We can’t afford a Trump presidency. The money spent alone on hundreds of new White House door knobs for his wee-baby hands would bankrupt us
I shake my bottled water so the H’s & O’s are evenly distributed.
Delivery Instructions: “Please, deliver the pizza like normal, but as you walk back to your car, slowly turn back and say, ‘Hey kid! You did alright out there tonight. Your father would have been proud’.”
I fired myself from cleaning my own house. I didn’t like my attitude, and I got caught drinking on the job.
I’m not saying I did terrible things last night but satan just woke up on my couch and he won’t make eye contact with me.
Officer: …
Me: I was trying to pamper him!
O: By blow drying his hair?
M: Yes! Like a salon!
O: In the bathtub?!
M: It’s … luxurious
Do werewolves pull their ripped pants down to poop in the woods?
manipulative people really be like oh so now i’m the bad guy for being the bad guy
“Ah, Mr Bond, I-”
*closes laptop lid and pulls up trousers*
“-wasn’t expecting you.”
It’s really not about the dry cleaning bill. I’m just upset that your dog never called my leg afterward.
[performance review]
boss: from now on you’re getting supervision
me: yes!!
boss: wait, that doesn’t mean–
me: *already smashing my glasses*
I hate when I’m waiting for the elevator and someone else casually walks up and presses the button to open the elevator door.

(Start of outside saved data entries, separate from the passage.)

PR #389, opened 2015-06-20
removed spaces from parameters and fixed float formatting

billy1380:


rafcolson:
It's still the same as before, which is not surprising because it's virtually the same commit as before.

The text is too long because of the redundant spaces. And that's why "fps" is not completely shown ("fp"). That's why the bars start inside the text.

billy1380:
Apparently in String.format the 4 in 4.1 is the width of the entire field. This means that the issues can either be fixed by calling the current method `addFloat` with 2, 1 or changing the meaning of the 3rd parameter to field padding instead of integer part padding. I have opted for the 2nd solution just in case these functions are later recycled into a String.format implementation.

GoranM:
I'm not sure what this PR is supposed to fix - Didn't @rafcolson already fix the formatting issues with your patch?

billy1380:
It removes the spaces from the parameters and puts them into the formatting method which now behaves like String.format did

rafcolson:
>It removes the spaces from the parameters and puts them into the formatting method which now behaves like String.format did

It doesn't, at least on my end. As I already explained:

>The text is too long because of the redundant spaces. And that's why "fps" is not completely shown ("fp"). That's why the bars start inside the text.

@billy1380 Could you please confirm if this is also true on your end, or not. If not, then maybe we should look first why we have different results. If so, then this commit should be adjusted so it does not change anything to the profiler visually.

billy1380:
I have adjusted the commit since and the fps now appears and the bars are no longer overlapped.

rafcolson:
Now it's good. You could always merge both commits to one by doing ```git reset HEAD^``` and then doing ```git commit --amend -am removed spaces from parameters and fixed float formatting```.

GoranM:
Please follow rafs advice, and make this into a single commit.

billy1380:
I am not sure what that has achieved; anyway... I ran the command and pushed the changes. It now looks like a mess to me.

If you are really hell-bent on getting a single commit for the changes I can re-do the changes on a clean branch.

Let me know.

billy1380:
Actually... I will just do that anyway... closing.

Issue #400, opened 2015-07-11
About GameObject Touching functions


SolarLune:
Hey, there. So there's two points I want to consider.

1) I feel like the current touching functions are OK, but also hold back a bit of information. For example, if you check if the player object is touching a game object named "Spikes", it won't return the game object you're touching if you are, but rather just a boolean. I know Java has something to do with that (it's more awkward to type `touching("blah") != null` vs. `touching("blah")`), but I think we should err on the side of providing too much information when we have these kinds of functions and properties. It makes things easier when it comes to doing more complex things, since you don't have to handle loops or checks yourself if you want to, say, damage the player for how much damage power a bullet has. Rather than checking to see if you've been hit, looping through objects to find the one you're looking for, and then checking its value, you can just check the function to see if it's true and get the GameObject itself to work with from there.

2) As a side-note, it'd be nice if there were a couple more functions for checking to see if a GameObject is touching a specific kind of object. Two identifying mechanisms in BDX at the moment are components and game properties. So, I propose two more functions, GameObject.touchingProperty() and GameObject.touchingComponent(). Both would take strings, and would be the name of the property to check for, or the name of the component to check for, respectively. They would loop through touchingObjects and check to see if the objects have a property or component by the name specified. If they find it, they would return a reference to the object (in line with the above point; otherwise, it'd just be a boolean).

These would both be nice because currently, there's no way to assign a "tag" to an object and check for that tag easily (i.e., how spikes, lava, or a bottomless pit can be hazardous to a player object).

hitComponent or hitProperty varients would also be appreciated.

GoranM:
1:

If you look at the implementation of the "touching" method, you'll notice that it's simply a convenience for `touchingObjects.get("name") != null`.

So, if you need a reference to a touching object, you can get it like that.

BTW: Wouldn't it make more sense to have the bullet deal the damage, instead of having the object damage itself? That could also simplify your code somewhat, because you don't have to check for everything that could possibly damage you on every object that can take damage.

2:

I think we should follow existing conventions (which seem sensible), and have `touchingObjects.getByProperty` and `touchingObjects.getByComponent`.

If you want to have convenience methods that return booleans, `touchingProperty` and `touchingComponent` would make sense, as would the corresponding `hit*` methods.

SolarLune:
1) Ah, I see.

Having the bullet deal damage would be better; it was just an example, though. I'm sure as gameplay becomes more complex, having direct access to the game object being touched might be a good idea, though.

[...]

PR #401, opened 2015-07-12
(#400) - Additional GameObject hit / touching functions.

SolarLune:
Also, a fix for hit(objectName) so that it works with multiples of the same named object.


GoranM:
It might be better to make ArrayListGameObject a public static class on the GameObject itself, since it's not really a general purpose thing.

SolarLune:
OK, PR updated.

Issue #403, opened 2015-07-14
Suggestion: Allow Custom Component Names


SolarLune:
Hey, there. So, I think it'd be helpful if we could customize the names of Components. This way, we could utilize multiple instances of the same class of components and differentiate between them. 

Here's why I like the idea: I have a basic driving game that'll have health and fuel for the car. They are custom Components that dictate how much health or fuel you have left, and different things will be able to influence them (i.e. taking damage reduces health, boosting reduces fuel, etc). They're components because they have convenience functions to make things simple (i.e. health.add(10) will add 10 points and not go over a maximum amount, health.sub(10) will never go below 0 and won't work if the component is invincible).

They're currently two different classes, but functionally, they're the exact same (the Fuel class is just an extended Health class). If I'll need to get them later without prepared references, I'll need them to have different names (so I can use components.get("Health") or components.get("Fuel")). However, since they're the same, what I'd like to do is generalize them into simple `Gauge()` component classes that I can also re-use in different projects for different situations. The idea would basically be:

```java
Gauge g = new Gauge(this);
g.name = "Health";
components.add(g);

g = new Gauge(this);
g.name = "Fuel";
components.add(g);
```

With this concept, I can have multiple instances of classes while still being able to access them by name later. An alternative would be something like:

```java
components.add(new Gauge(this), "Health");
components.add(new Gauge(this), "Fuel");
```

This one is simpler, but would require a new add() function for the components list that allows one to provide a string to name the component. Without a customized name, it would default to how it works now - just the simple name of the class.

Thoughts?

GoranM:
Yes. A name field would be fine.

SolarLune:
PR Submitted. I'd like to have the ability to do a one-liner like above (or by putting the name of the component in the constructor) rather than spreading it out across multiple lines, but I don't think there's a simple way to do it without breaking existing extended components...? I guess we could add a name() function that returns the instance...
```java
components.add(new Gauge(this).name("Health"));
```

Do you think it'd be worth it?

GoranM:
> I don't think there's a simple way to do it without breaking existing extended components...?

I take it you tried, and it didn't work for some reason?

> Do you think it'd be worth it?

Not really.

SolarLune:
Actually, I guess it worked okay; I think I was just looking at my own component and thinking it wouldn't work without realizing I could just update it to use the new constructor, haha. I've updated the fork with a new constructor that takes a string.

SolarLune:
[...]

PR #406, opened 2015-07-16
(#403) - Additional Component constructor.

SolarLune:
As a note, I don't just call `this(g, this.getClass().getSimpleName())` in the new constructor because you can't use instance methods in a constructor. apparently.


GoranM:
As I said in the issue, I don't think the benefits of this are worth the additional code.

If you have a widely applicable component like "Gauge", you can set the constructor for Gauge to take a name, or any number of arguments.

Is there a significant benefit to having this feature on the base Component class?

SolarLune:
OK, I see what you mean - we can implement it in our extended components themselves. That makes a lot more sense and is simpler as well. 

Thanks. PR closed.

Issue #413, opened 2015-08-10
Suggestion: Mouse wheel support


rafcolson:
As the title suggests.

SolarLune:
Agreed, mouse wheel support would be great to have as an option. I guess it might be implemented like the joystick axes, in that there's a "deadzone" that you would have to scroll past for it to be a valid input? It'd be nice to add it to InputMaps as well, eventually.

team rocket: that boy’s pikachu is special
meowth: hey
team rocket: we need it
meowth: im literally the only pokemon who can talk
team rocket: that pikachu is so unique no other pokemon will do
Meowth: guys
team rocket: only that pikachu is deserving of love
KIDNAPPER: all of my demands are on the table
POLICE CAT: for now
Kids be like mom look at me when you’re driving 70 mph on the freeway.
Friend: Bro, those were sick fireworks! Sorry about your eye, but I think the ER may be busy.
Me: No worries, my wife made reservations.
Do the makers of hold music know that Mozart wrote more than one song
nothing like a slow cooked sausage
A posh woman asked where I got my boots and I didn’t want to say TJ Maxx, so I told her I won them in a bar fight.
My sense of humor is so dark that my grandmother would have been very unhappy if my sister went on a date with it.
If a malevolent demon is watching you sleep, simply go to Settings > General > Privacy > Malevolent Demon Who Watches You Sleep (Deactivate)
ME: i honestly only had one drink
WIFE: i don’t believe a word you just said
ME: no, i swear *pulls out dictionary* they’re all real
Is fructose made with real fruct?
A grilled cheese sandwich has never sent mixed signals, just saying
My PS5 died, I guess I need to make friends now.
Feeling authoritative. Gonna comment “behave yourself” under pictures of people just having a good time.